No llegó a desplazarse
Esa era la hora fijada para el inicio de su encuentro contra el CD Básico Rivas Futsal. Pese a los interrogantes iniciales, no tardaron en despejarse las dudas. Se dio a conocer que el motivo de que no se disputara fue la “incomparecencia” del equipo rival, que ni siquiera llegó a desplazarse hasta la ciudad autónoma, aludiendo a la falta de efectivos disponibles para disputar el partido. Diez es el mínimo exigido.

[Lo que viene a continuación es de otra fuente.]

Issue #526, opened 2019-10-02
Disable website keybinds for viewing controller


Skarrum:
So I found a keybind layout I enjoy with num0 showing and hiding the controller, num1-9 setting the speed from 1 to 9 percent sequentially, and num+ and num- changing it by .10 speed in either direction. On all the other options you can disable website keybinds for each individual action, but the same doesn't apply to the show/hide controller option. For example, since I can't disable that if I want to view my controller while watching Youtube, or another site with similar keybinds it will send me to the beginning of the video.

jacobcolbert:
This is an oversight. Not sure why this was implemented seperately. Will take a look soon hopefully.

thewheat:
Hope it was ok that I created a PR for this 😄  https://github.com/igrigorik/videospeed/pull/533

PR #533, opened 2019-10-11
Add ability to disable website keybindings for show/hide controller (Fixes: #526)

thewheat:
- Adding the select dropdown to allow disabling website keybinds for the "Show/hide controller" option similar to the other keybindings
- it only shows when clicking "show experimental features"
image

**Demo**
Demo of it showing only after clicking "show experimental features" and of it being able to persist on saving
show-hide

### DIFF
--- a/inject.js
+++ b/inject.js
@@ -6,7 +6,6 @@
       speeds: {},           // empty object to hold speed for each source
 
       displayKeyCode: 86,   // default: V
-      displayForce: false,
       rememberSpeed: false, // default: false
       audioBoolean: false,  // default: false
       startHidden: false,   // default: false
@@ -75,7 +74,6 @@
         keyBindings: tc.settings.keyBindings,
         version: tc.settings.version,
         displayKeyCode: tc.settings.displayKeyCode,
-        displayForce: tc.settings.displayForce,
         rememberSpeed: tc.settings.rememberSpeed,
         audioBoolean: tc.settings.audioBoolean,
         startHidden: tc.settings.startHidden,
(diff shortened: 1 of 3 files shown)


jacobcolbert:
This looks nice, thanks for the work. But I am left wondering why show/hide is treated differently from every other feature. I would prefer a small refactor from the original to just treat show/hide like everything else. It seems like this was explicitly not done in #350. Do you have any ideas why? @igrigorik @canarslan12

igrigorik:
@jacobcolbert scratching my head as well, I think this was an oversight as I don't recall any specific reason why we decided to specifically omit this feature. Also, +1 to your recommendation on refactor.

thewheat:
Cool. By refactor just meaning to make it styled like the rest with  
- `Show/hide controller` as a form select input
- And for the non customizable input to be disabled?

image

jacobcolbert:
In terms of external behavior, yes that is exactly what I mean.

In the code I mean that show/hide is treated by itself as an exceptional case while every other feature is treated uniformly. Specifically, in options.html it is implemented as <div class="row"> rather than <div class="row customs"> like all of the following features. And in the options.js it is not included as an option in the dropdown. 

The code should treat all of these features the same, so that if we change things in the future it will automatically affect all of them equivalently.

igrigorik:
Nice! I think this looks good now, nice touch on custom bindings carryover.. 

@jacobcolbert any feedback before we merge?

jacobcolbert:
Looks great to me. Gonna fix some indentation errors that were already there. 

Very nice touch on carrying over the custom bindings. Would prolly have missed that myself. Can that code be removed in the next version after this is pushed live?

thewheat:
Hmmm that's a good question. 

I think the part in `inject.js` should be kept

https://github.com/igrigorik/videospeed/blob/29788ba82ad93c2798f26676acedf23ca662105b/inject.js#L93-L101

It is similar to the current code to initialize the other shortcuts
https://github.com/igrigorik/videospeed/blob/29788ba82ad93c2798f26676acedf23ca662105b/inject.js#L26-L71

* * * 
The `options.js` change is dependent if a `storage.keyBindings` has been saved after the update as that is when the new `display` action is set via `save_options`. 

Then we can remove this line

https://github.com/igrigorik/videospeed/blob/29788ba82ad93c2798f26676acedf23ca662105b/options.js#L187-L190

And also this following one as `item["key"]` would be defined

https://github.com/igrigorik/videospeed/blob/29788ba82ad93c2798f26676acedf23ca662105b/options.js#L197-L199

Issue #532, opened 2019-10-10
Enable use of "arrow keys" for shortcuts


habassa5:
Seems the most obvious keystroke shortcuts would use arrows keys instead of what appear to be random letters... I've tried to change the default shortcuts to utilize the arrow keys but they don't take. Please fix.

thewheat:
I do see that the code filters out only certain keypresses. I've added support for arrow keys and function keys in this PR https://github.com/igrigorik/videospeed/pull/534 if the authors are happy to support them 👍

PR #534, opened 2019-10-13
Add ability to use arrows and Function keys for shortcuts (Fixes: #532)

thewheat:
Addresses https://github.com/igrigorik/videospeed/issues/532 if this is something we'd want to support.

Atendiendo al reglamento establecido por el Juez Único de Competición, en el ámbito de la Real Federación Española de Fútbol (RFEF), las resoluciones que se suelen dictar ante la incomparecencia de un equipo incluyen multas económicas, sanciones en la clasificación y, además, pérdida del partido por un resultado de 6-0. Por tanto, el CD Camoens sumaría la victoria automática.
Victoria automática para las ceutíes
Una situación que no le resulta para nada desconocida. Este mismo mes, de hecho, fue el Rayo Majadahonda el que no compareció para disputar su partido contra las ceutíes. En aquella ocasión, el Juez Disciplinario Único de Fútbol Sala le descontó tres puntos en la clasificación al club madrileño. Además, le impuso una sanción económica de 300 euros, y concedió la victoria automática por un resultado de 6-0 al CD Camoens.
Mediante la suma de estos tres nuevos puntos, las ceutíes se asentarían con 40 puntos en quinta clasificación, a tiro de los cuatro primeros puestos en la lucha por el ascenso de categoría.